■ Activity ■
This exercise calls for the line with "### Expected", the line with "This suggests that", and all lines between them in the material below, output exactly and with no other lines.

■ Information provided ■
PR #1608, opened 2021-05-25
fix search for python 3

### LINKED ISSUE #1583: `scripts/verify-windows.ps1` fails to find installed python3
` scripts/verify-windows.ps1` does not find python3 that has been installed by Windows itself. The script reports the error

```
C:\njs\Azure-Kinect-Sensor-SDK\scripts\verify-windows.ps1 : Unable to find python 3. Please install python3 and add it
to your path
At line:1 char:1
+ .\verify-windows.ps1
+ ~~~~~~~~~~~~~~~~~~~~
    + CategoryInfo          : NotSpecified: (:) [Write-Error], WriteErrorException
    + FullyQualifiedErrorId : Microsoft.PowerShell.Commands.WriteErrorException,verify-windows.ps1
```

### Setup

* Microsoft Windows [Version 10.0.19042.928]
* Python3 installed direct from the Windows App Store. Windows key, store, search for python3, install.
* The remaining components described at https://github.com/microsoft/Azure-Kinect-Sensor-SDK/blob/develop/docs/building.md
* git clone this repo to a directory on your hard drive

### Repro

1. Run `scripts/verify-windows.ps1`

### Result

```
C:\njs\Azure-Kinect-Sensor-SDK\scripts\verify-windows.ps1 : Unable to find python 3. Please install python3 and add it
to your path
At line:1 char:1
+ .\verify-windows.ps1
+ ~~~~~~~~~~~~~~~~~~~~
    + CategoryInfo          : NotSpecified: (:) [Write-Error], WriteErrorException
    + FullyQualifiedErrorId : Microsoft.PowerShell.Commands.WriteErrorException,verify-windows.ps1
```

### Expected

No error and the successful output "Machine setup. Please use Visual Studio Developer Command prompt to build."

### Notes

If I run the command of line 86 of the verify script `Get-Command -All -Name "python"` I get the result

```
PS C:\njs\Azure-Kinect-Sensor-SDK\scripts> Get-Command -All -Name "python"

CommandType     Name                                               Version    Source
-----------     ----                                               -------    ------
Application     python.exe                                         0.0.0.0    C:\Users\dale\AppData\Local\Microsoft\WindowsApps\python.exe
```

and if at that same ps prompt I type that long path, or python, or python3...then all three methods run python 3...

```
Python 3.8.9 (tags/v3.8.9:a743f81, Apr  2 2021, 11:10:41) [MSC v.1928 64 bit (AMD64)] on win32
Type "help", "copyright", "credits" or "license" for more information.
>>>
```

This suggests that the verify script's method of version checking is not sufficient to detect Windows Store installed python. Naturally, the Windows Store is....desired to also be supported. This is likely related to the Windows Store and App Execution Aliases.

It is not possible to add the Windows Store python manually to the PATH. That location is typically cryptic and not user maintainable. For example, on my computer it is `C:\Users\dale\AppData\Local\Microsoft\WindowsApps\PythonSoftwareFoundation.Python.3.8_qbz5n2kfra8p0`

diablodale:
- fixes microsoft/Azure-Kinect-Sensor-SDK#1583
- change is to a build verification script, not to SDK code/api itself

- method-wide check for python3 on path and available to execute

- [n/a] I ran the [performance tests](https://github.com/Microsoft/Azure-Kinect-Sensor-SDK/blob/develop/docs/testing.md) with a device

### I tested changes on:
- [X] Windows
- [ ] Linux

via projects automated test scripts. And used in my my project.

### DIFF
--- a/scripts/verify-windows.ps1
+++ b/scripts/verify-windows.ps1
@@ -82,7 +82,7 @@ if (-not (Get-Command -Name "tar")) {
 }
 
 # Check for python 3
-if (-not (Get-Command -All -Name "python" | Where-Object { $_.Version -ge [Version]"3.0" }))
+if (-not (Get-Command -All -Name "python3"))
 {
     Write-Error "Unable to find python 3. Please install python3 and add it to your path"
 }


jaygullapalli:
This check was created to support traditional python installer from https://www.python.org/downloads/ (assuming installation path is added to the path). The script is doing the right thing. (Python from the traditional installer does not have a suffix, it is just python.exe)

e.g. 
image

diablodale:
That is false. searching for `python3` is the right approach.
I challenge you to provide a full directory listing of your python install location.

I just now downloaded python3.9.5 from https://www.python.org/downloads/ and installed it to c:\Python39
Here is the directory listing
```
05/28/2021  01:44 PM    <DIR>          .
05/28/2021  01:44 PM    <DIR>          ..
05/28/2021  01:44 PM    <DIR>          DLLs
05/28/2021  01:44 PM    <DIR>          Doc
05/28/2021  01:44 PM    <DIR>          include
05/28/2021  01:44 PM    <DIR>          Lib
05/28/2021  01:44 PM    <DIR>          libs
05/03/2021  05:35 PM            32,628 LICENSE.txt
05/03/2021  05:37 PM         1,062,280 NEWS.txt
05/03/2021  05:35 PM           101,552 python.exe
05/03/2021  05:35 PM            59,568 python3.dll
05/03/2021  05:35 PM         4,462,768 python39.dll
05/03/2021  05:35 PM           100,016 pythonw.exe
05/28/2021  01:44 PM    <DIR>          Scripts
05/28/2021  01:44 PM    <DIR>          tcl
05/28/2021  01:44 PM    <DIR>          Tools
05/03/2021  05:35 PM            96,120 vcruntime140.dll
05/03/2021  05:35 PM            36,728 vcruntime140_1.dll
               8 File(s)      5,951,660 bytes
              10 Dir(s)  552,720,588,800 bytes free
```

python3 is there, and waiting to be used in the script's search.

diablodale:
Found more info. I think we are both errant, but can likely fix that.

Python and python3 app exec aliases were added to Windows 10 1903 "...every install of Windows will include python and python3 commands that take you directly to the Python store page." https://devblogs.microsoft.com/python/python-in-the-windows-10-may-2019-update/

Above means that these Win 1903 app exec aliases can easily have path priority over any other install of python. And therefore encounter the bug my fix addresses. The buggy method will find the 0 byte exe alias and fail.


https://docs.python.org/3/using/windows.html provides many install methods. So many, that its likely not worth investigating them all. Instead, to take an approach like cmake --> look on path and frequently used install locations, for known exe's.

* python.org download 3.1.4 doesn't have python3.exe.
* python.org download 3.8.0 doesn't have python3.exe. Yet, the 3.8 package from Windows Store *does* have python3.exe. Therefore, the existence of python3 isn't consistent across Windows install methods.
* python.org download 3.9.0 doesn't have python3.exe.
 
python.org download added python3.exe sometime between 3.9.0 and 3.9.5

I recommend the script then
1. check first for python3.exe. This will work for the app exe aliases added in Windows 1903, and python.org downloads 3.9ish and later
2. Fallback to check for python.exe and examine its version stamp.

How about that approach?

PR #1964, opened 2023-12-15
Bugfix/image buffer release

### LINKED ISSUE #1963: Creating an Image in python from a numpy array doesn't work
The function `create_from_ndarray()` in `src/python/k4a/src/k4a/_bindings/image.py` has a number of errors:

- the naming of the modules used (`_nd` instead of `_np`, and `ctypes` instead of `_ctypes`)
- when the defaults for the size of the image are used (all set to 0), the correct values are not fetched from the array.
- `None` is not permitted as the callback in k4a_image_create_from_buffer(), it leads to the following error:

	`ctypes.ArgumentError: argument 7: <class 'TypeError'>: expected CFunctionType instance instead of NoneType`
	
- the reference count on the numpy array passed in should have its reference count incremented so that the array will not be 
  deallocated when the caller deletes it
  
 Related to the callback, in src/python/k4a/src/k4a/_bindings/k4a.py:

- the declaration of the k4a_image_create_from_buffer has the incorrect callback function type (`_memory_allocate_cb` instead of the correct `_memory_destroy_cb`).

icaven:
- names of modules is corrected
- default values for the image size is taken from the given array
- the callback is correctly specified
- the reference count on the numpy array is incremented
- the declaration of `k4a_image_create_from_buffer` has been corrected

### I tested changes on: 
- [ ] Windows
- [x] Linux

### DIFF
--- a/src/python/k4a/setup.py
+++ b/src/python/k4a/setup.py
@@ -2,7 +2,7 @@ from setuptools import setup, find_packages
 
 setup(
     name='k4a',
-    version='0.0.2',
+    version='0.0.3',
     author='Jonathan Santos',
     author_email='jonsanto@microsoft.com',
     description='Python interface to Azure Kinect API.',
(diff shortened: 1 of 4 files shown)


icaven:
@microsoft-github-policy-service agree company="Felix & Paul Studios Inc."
--
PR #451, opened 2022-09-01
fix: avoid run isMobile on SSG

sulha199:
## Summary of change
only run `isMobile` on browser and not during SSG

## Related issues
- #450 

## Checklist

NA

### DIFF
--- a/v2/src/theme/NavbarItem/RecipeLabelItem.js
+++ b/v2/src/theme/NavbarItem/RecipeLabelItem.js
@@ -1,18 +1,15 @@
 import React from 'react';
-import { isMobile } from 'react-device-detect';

■ Written response ■
### Expected

No error and the successful output "Machine setup. Please use Visual Studio Developer Command prompt to build."

### Notes

If I run the command of line 86 of the verify script `Get-Command -All -Name "python"` I get the result

```
PS C:\njs\Azure-Kinect-Sensor-SDK\scripts> Get-Command -All -Name "python"

CommandType     Name                                               Version    Source
-----------     ----                                               -------    ------
Application     python.exe                                         0.0.0.0    C:\Users\dale\AppData\Local\Microsoft\WindowsApps\python.exe
```

and if at that same ps prompt I type that long path, or python, or python3...then all three methods run python 3...

```
Python 3.8.9 (tags/v3.8.9:a743f81, Apr  2 2021, 11:10:41) [MSC v.1928 64 bit (AMD64)] on win32
Type "help", "copyright", "credits" or "license" for more information.
>>>
```

This suggests that the verify script's method of version checking is not sufficient to detect Windows Store installed python. Naturally, the Windows Store is....desired to also be supported. This is likely related to the Windows Store and App Execution Aliases.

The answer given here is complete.